FIG. 1 is a hydraulic circuit diagram showing an embodiment of a steering force control device for a power steering device according to the present invention, and FIG. 2 is an enlarged cross-sectional view of a main part showing a specific structure of the steering force control device characterizing the present invention. Figure,
FIG. 3 is a schematic cross-sectional view showing a case where the steering force control device in FIG. 2 is attached to a power steering device, and FIG. 4 is a characteristic diagram showing an opening area of a variable throttle with respect to a vehicle speed by a steering force control valve. Fig. 6 and Fig. 6 show hydraulic characteristics with respect to steering angle,
FIG. 7 (a), (b), (c) through FIG. 9 (a), (b), which is a characteristic diagram showing output characteristics with respect to input torque.

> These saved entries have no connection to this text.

PR #593, opened 2026-09-20
Add the accepted-breaks register and the three-baseline semver gate (#592)

### LINKED ISSUE #592: M1-17 — Accepted-breaks register and three-baseline semver gate
Milestone: 0.22 Milestone 1 — Normalize dependencies inside the monolith. Local planning material: `doc/M1-EXIT-PROPOSAL.md` section 3 (not in the repository).

## Problem

Normalising the dependency graph needs a batch of incompatible changes (removed wrappers, removed error variants, retyped error channels). The manifests stay at 0.21.3 and nothing is published during the migration, so `cargo semver-checks` compares against the published 0.21.3 and refuses every removal; at the same time the gate must keep failing automatically on any break nobody authorised.

`cargo-semver-checks` has no per-item allowlist and no machine-readable output, so the policy has to live beside it.

## Required work

Land the mechanism **without approving or landing any break**: the register ships empty and the workflow runs alongside the existing `semver` job until it is judged trustworthy.

- `public-api/accepted-breaks.toml`: one entry per authorised break, with `id`, `surfaces`, `baseline` (which comparisons must report it), `findings` (`check`, `lint`, `item`), `decision`, `issue`, `migration`, `status` (`proposed` | `approved` | `landed`), `approval` (comment reference, author login) and `landed.pr`. No commit SHA is stored: the landing commit is resolved from the `Accepted-Breaks:` trailer of the squash message.
- `scripts/check_accepted_breaks.py`: fail-closed parser of the pinned `cargo-semver-checks` report plus the register comparison, with a self-test over checked-in fixtures.
- Three comparisons per surface:
  - **C1 cumulative** against the published 0.21.3;
  - **C2 controlled reference**: `--baseline-rev B`, B = newest commit carrying an `Accepted-Breaks:` trailer among the ancestors of the state *before* the change under test (ancestors of `base.sha` on a PR, of `HEAD^` on a push to `main`, excluding the commit itself), initial B = tag `v0.21.3`;
  - **C3 incremental**: baseline = the asserted `HEAD^1` of the synthetic merge commit, current = that synthetic commit.
- Six surfaces on every PR: `none`, `default` (`synthetic`), `plotly`, `static_export` (+`plotly`), `async`, `all`.
- Pin the synthetic commit: assert `HEAD^1 == base.sha` and `HEAD^2 == head.sha` from the event payload and fail on a mismatch, so a re-run cannot follow a moved ref.
- `make check-breaks`, a `.github/workflows/accepted_breaks.yml` job and the pinned tool version.
- A rule in `AGENTS.md`: an agent may add an entry with `status = "proposed"`; only the repository owner sets `approved`, through a comment on the register tracking issue.

## Acceptance criteria

- [ ] The register exists, is empty of `approved` entries, and its schema is documented in the script's docstring.
- [ ] The parser fails (never reports "zero breaks") on: a non-zero, non-100 exit; a missing `Checked`/`Summary` line; a block count that disagrees with the reported failure count; any truncation marker inside a `Failed in:` list; an unknown lint; a tool version that does not match the pinned one. Fixtures for each case are checked in and exercised by the self-test.
- [ ] A finding is keyed `(surface, check, lint, item)`; two different lints on one item are two findings.
- [ ] The four-step sequence (normal PR adds an item; authorised break removes a 0.21.3 item; normal unlabelled PR; authorised break removes the item added in step 1) is reproduced by a checked-in fixture script and yields: C1 blind to the step-4 removal, C2 and C3 reporting it, and step 3 green on C2/C3 with no label.
- [ ] The same sequence is exercised both as a PR (synthetic merge commit) and as the push that integrates it, and C2 never selects the commit under test as its own baseline.
- [ ] All six surfaces run on every pull request.
- [ ] The job's verdicts are *unforeseen*, *unapproved*, *stale* and *misdeclared*, each with a message naming the entry or the finding.
- [ ] No existing gate is weakened: the current `semver` job keeps running unchanged.

## Verification commands

```sh
python3 scripts/check_accepted_breaks.py --self-test
make check-breaks
```

## Dependencies

- None. It must land before any breaking change of the 0.22 batch.

## Out of scope

- Approving or landing any break (D3, D4, D5 of the proposal).
- Turning the new job into a required check: that is a separate decision once the implementation has been reviewed.
- The `unpublished` exemption (D6c): the gate ships without it.

joaquinbejar:
## Summary

The mechanism that will let the 0.22 batch land while the manifests stay at 0.21.3 and nothing is published. **It authorises nothing by itself**: the register ships with no approved entry, the new workflow is informational (not a required check), the existing `semver` job is unchanged, and no production Rust is touched.

Activation as a blocking check is a separate decision, after this implementation and its results have been reviewed.

## Why

`cargo semver-checks` compares against the published 0.21.3, so it refuses every removal, and it has no per-item allowlist and no machine-readable output. The policy therefore lives beside it, and it has to hold three properties that one comparison cannot:

- a break authorised once must not have to be re-authorised by every later pull request;
- a removal of an item that was **added after 0.21.3** must still be caught, although the published baseline has never seen it;
- an item can leave the default surface and stay behind a feature, which `--all-features` cannot see.

## The three comparisons

| Check | Baseline | Current | Sees |
|---|---|---|---|
| C1 cumulative | published `0.21.3` | the checked-out tree | what a consumer of the release sees |
| C2 controlled reference | newest commit carrying an `Accepted-Breaks:` trailer among the ancestors of the state **before** the change under test (ancestors of `base.sha` on a PR, of `HEAD^` on a push), initial reference `v0.21.3` | same | anything not already authorised at that reference |
| C3 incremental | the first parent of the merge commit CI checks out (the PR's base) | that merge commit | the PR's own delta, including removals invisible to C1 |

C2 deliberately excludes the commit under test: on the push that integrates a break, the "newest trailer-carrying ancestor" *is* that commit, and the job would compare it with itself.

C3's baseline is not `git merge-base`: measured in a throwaway repository, after a parent squash-merges and the child is retargeted, the merge base is the pre-branch commit and the squash commit is not an ancestor of the child, so the child would be blamed for the parent's removals. The merge commit's first parent is the base by construction, and the job pins it by asserting `HEAD^1 == base.sha` and `HEAD^2 == head.sha` from the event payload, so a re-run cannot follow a moved ref.

## Fail-closed parsing

An exit status other than 0 or 100, a missing `Checked`/`Summary` line, a block count that disagrees with the announced failure count, a truncation marker inside a `Failed in:` list, an unknown lint or a tool version other than the pinned `0.50.0` is an error. A report that cannot be trusted is never read as "zero breaks". Findings are keyed `(surface, check, lint, item)`, so two changes on one type, and one item reported under two lints, stay two findings.

## Fixtures

`tests/fixtures/semver-reports/` (see its README):

- six **real** reports from a throwaway probe crate: seven lints with 69 items, a clean run, the feature-gated removal that only `--only-explicit-features` sees, a compile error, a missing baseline, conflicting flags;
- six **derived** reports, each with one defect the parser must refuse, plus the duplicate-item case;
- `sequence.sh`, which builds a throwaway repository and walks a probe crate through four states, running all three comparisons on each **twice**: as a pull request (on the synthetic merge commit) and as the push that integrates it. Recorded output in `sequence-results.txt`; re-running reproduces it with different SHAs.

Sequence result, which is the evidence for the three properties above:

| Step | Change | C1 | C2 | C3 |
|---|---|---|---|---|
| 1 | normal PR adds `added_fn` | - | - | - |
| 2 | authorised break removes `old_fn` (in 0.21.3) | reports it | reports it | reports it |
| 3 | normal, unlabelled PR changes a body | still reports the landed break | green | green |
| 4 | authorised break removes `added_fn` | **blind** | reports it | reports it |

## Authorisation

An agent may add an entry with `status = "proposed"`; a proposed entry never makes the gate pass. Only the repository owner sets `approved`, through a comment on #592 naming the entry ids, which the script verifies (author login, reference, id). The landing PR carries the `accepted-break` label and an `Accepted-Breaks: AB-xx` trailer; it fills `landed.pr` and may not add or approve entries. No SHA is stored in the register: the landing commit is resolved from the trailer. This is a procedural control, not a technical one, since one account serves both roles today; `CODEOWNERS` with a second identity is the alternative if you want enforcement.

## Public API impact

None. No Rust changed; `public-api/optionstratlib.txt` unchanged; `cargo semver-checks --all-features` reports no required update.

## Testing

- [x] `make check-breaks` (parser self-test, 17 cases over the fixtures)
- [x] `sequence.sh` in a fresh work directory reproduces `sequence-results.txt` identically modulo SHAs
- [x] Full local gate list green: `cargo test --all-features --workspace`, `LOGLEVEL=WARN cargo test`, `cargo build --release`, `RUSTDOCFLAGS=-D warnings cargo doc --all-features --no-deps`, `make scan-banned`, `make public-api-check`, `make check-graph`, `cargo semver-checks --all-features`

## Checklist

- [x] No production Rust changed
- [x] No new external dependency (`tomllib` is stdlib on Python 3.11+; the Makefile picks the newest available interpreter)
- [x] The existing `semver` job keeps running unchanged
- [x] The register contains no approved entry

Closes #592.


scripts/check_accepted_breaks.py
```diff
@@ -0,0 +1,317 @@
...
+    pending: set[tuple[str, str]] = set()
+    for entry in register.get("break", []):
+        if surface not in entry.get("surfaces", []):
+            continue
+        for finding in entry.get("findings", []):
+            if finding.get("check") != check:
+                continue
+            key = (finding["lint"], finding["item"])
+            approved = entry.get("status") in ("approved", "landed")
+            if approved and (entry.get("status") == "landed" or not landed_only):
```
joaquinbejar: 🟠 **Warning**: Scope expected findings to the selected baseline and landing history. Every `landed` entry remains in `ready` for C2 and C3 forever. After AB-01 lands, an ordinary subsequent PR has no C2/C3 findings for that removal, but `verdicts()` reports the retained AB-01 entries as stale and fails both checks. I reproduced this using a landed entry declaring C1/C2/C3: C1 matches, while clean C2 and C3 each fail as stale. This breaks step 3 of the required sequence.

(C) is an opening area characteristic with respect to the valve displacement of the flow passage switching valve in the power steering device during stationary steering, medium speed traveling, and high speed traveling, the flow passage switching valve and the steering force control valve according to the present invention. It is a characteristic view which shows the opening area characteristic with respect to the valve displacement by combination, and the hydraulic characteristic with respect to the valve displacement by the combination of these both valves, respectively. 10 ... Power steering main body in power steering device, 11 ... Steering force control device, 12, 13 ... Input / output shaft, 14
...... Torsion bar, 16 …… Rotary flow path switching valve, 16a to 1
6d ... flow path, 17 ... rotor, 18 ... sleeve, 19 ... steering wheel, 20a, 20b; 21a, 21b ... variable throttle, 22, 23 ...
… Hydraulic passage, 30 …… Steering force control valve, 31,32 …… Return path, 33 …… Vehicle speed sensor, 34 …… Controller, 35,36…
... left, right variable throttle, 40 ... solenoid, 42 ... sleeve, 43 ... spool, 44 ... movable shaft member, 45 ... passage hole, 46 ... passage hole to tank, P ... pump, T ......
Tank, PS …… Power cylinder, C1, C2 …… Cylinder left, right chamber.

Claims (1)

[Scope of utility model registration request] 1. A power steering apparatus comprising a flow path switching valve for switching a flow path between a pump, a tank and a power cylinder left and right chambers in accordance with a steering operation. In the middle of the left and right hydraulic passages that connect the left and right chambers of the power cylinder, these hydraulic passages are branched and provided with return passages that are directly connected to the tank without passing through the passage switching valve. Steering of a power steering device, which is provided with left and right variable throttles for opening and closing the return path according to the traveling conditions of the vehicle and additionally provided with a steering force control valve for synchronously variably controlling these variable throttles. Force control device.